– Чегт с тобой… пойду завтга на Сухагевку…
Денег наскребли Есенину на поездку маловато. Советуемся с Лёвой – как бы увеличить капитал.
Лёва потихоньку от Почем-Соли сообщает, что в Бухаре золотые десятирублевки дороже в три раза.
Есенин дает ему денег:
– Купи мне.
На другой день вместо десятирублевок Лёва приносит кучу обручальных колец.
Начинаем хохотать.
Кольца все несуразные, огромные – хоть салфетку продевай.
Лёва резонно успокаивает:
– Не жениться же ты, Сегежка, собигаешься, а пгодавать… говогю, загаботаешь – и загаботаешь…

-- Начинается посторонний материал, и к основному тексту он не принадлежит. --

PR #1084, opened 2017-02-08
Wire Service Implementation and Wire Configuration Refactoring

amitjoy:


MMaiero:
Could you please rebase this into a single commit since are all related and cannot be separate one each other?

Возвратясь, смешно мне рассказывал Есенин, как бегал Лёва, высунув язык, с этими кольцами по Ташкенту, шнырял по базарам и лавчонкам и как пришлось в конце концов спустить их, понеся потери. Целую неделю Лёва был мрачен и, будто колдуя, под нос себе шептал холодными губами:
– Убитки!.. какие убитки…
С дороги я получил от Есенина письмо:
Милый Толя, привет тебе и целование.
Сейчас сижу в вагоне и ровно третий день смотрю из окна на проклятую Самару и не пойму никак – действительно ли я ощущаю все это или читаю «Мертвые души» с «Ревизором». Почем-Соль пьян и уверяет своего знакомого, что он написал «Юрия Милославского», что все политические тузы – его приятели, что у него все «курьеры, курьеры, курьеры». Лёва сидит хмурый и спрашивает меня чуть ли не по пяти раз в день о том: «съел ли бы я сейчас тарелку борща малороссийского». Мне вспоминается сейчас твоя кислая морда, когда ты говорил о селедках. Если хочешь представить меня, то съешь кусочек и посмотри на себя в зеркало.
Еду я, конечно, ничего, не без настроения все-таки, даже рад, что плюнул на эту проклятую Москву. Я сейчас собираю себя и гляжу внутрь. Последнее происшествие меня-таки сильно ошеломило. Больше, конечно, так пить я уже не буду, а сегодня, например, даже совсем отказался, чтоб посмотреть на пьяного Почем-Соль. Боже мой, какая это гадость, а я, вероятно, еще хуже бывал.
Климат здесь почему-то в этот год холоднее, чем у нас. Кой-где даже есть еще снег. Так что голым я пока не хожу и сплю, покрываясь шубой. Провизии здесь, конечно, до того «много», что я невольно спрашиваю в свою очередь Лёву: «А ты, Лёва, съел бы колбасу?» Вот так сутки, другие, третьи, четвертые, пятые, шестые едем-едем, а оглянешься в окно – как заколдованное место проклятая Самара.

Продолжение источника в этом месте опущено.